A las ocho de la tarde del 19 de junio de 1953 la silla eléctrica de la prisión estadounidense de Sing-Sing dejó frito al ingeniero Julius Rosenberg. Quince minutos después se sentó en el mismo lugar su mujer, Ethel. Murieron acusados de haber facilitado a la Unión Soviética los secretos de la bomba atómica. Pero hoy, desclasificados ya los documentos de aquel proceso y tras la confesión de uno de los cómplices, Morton Sobell, se sabe que no hubo ni una sola prueba en firme contra ellos. Cierto que Julius pasó a los soviéticos secretos militares, pero no atómicos. Tan cierto como que Ethel no tuvo nada que ver. Pero esto es peccata minuto, lo importante es que los estadounidenses, en plena caza de brujas, respiraron tranquilos. Dos rojos menos.

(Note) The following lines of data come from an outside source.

PR #144, opened 2019-07-26
fix(table component)

GusBaamonde:
The separation line in the header of the table that was within `<a>` was removed, the separation line now depends on each `<th>`, so we avoid collecting items that are only decorative.

Ready @cbernat ! :)


cbernat:
Great! 👍

PR #146, opened 2019-07-29
fix(reports traffic sources): box height style

fcoronelmakingsense:
image


cbernat:
This goes with automerge @fcoronelmakingsense :) Green light!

El matrimonio Rosenberg, una pareja judía que en su juventud militó en el Partido de los Jóvenes Comunistas, cargó con la culpa de haber facilitado a los soviéticos las claves para fabricar la bomba atómica, un monopolio de Estados Unidos. A los yanquis les entró el pánico cuando vieron a la Unión Soviética hacer pruebas nucleares y se dijeron, ya está, nos han robado la exclusiva.
El cirrótico senador Joseph MacCarthy y sus secuaces se pusieron a buscar culpables como locos, y los Rosenberg les cuadraron como sospechosos. La pareja siempre negó la acusación, pero gobierno, FBI y jueces echaron mano de eso que llaman «la duda razonable», que viene a ser algo así como no tengo pruebas contra ti, pero como me tienes muy mosqueado te acuso por si acaso. Dio lo mismo que hasta el último aliento Julius y Ethel Rosenberg reivindicaran su inocencia. MacCarthy necesitaba culpables para escarmentar a los comunistas.
Quienes han estudiado a fondo los documentos del proceso, desclasificados en 1987, aseguran que aquel juicio rebosaba irregularidades, que sólo se basó en indicios y en testimonios negociados con testigos que facilitaron acusaciones falsas a cambio de librarse ellos mismos de la imputación. Pero a buenas horas, mangas verdes. La caza de brujas llegó a la cima de la insensatez con la ejecución de los Rosenberg aquel 19 de junio, y MacCarthy se fue a la cama feliz por el deber cumplido. Si le hubieran sentado a él en la silla eléctrica no hubieran podido apagar las llamas en meses. Sustituyó su sangre por whisky con tal de no tener glóbulos… rojos.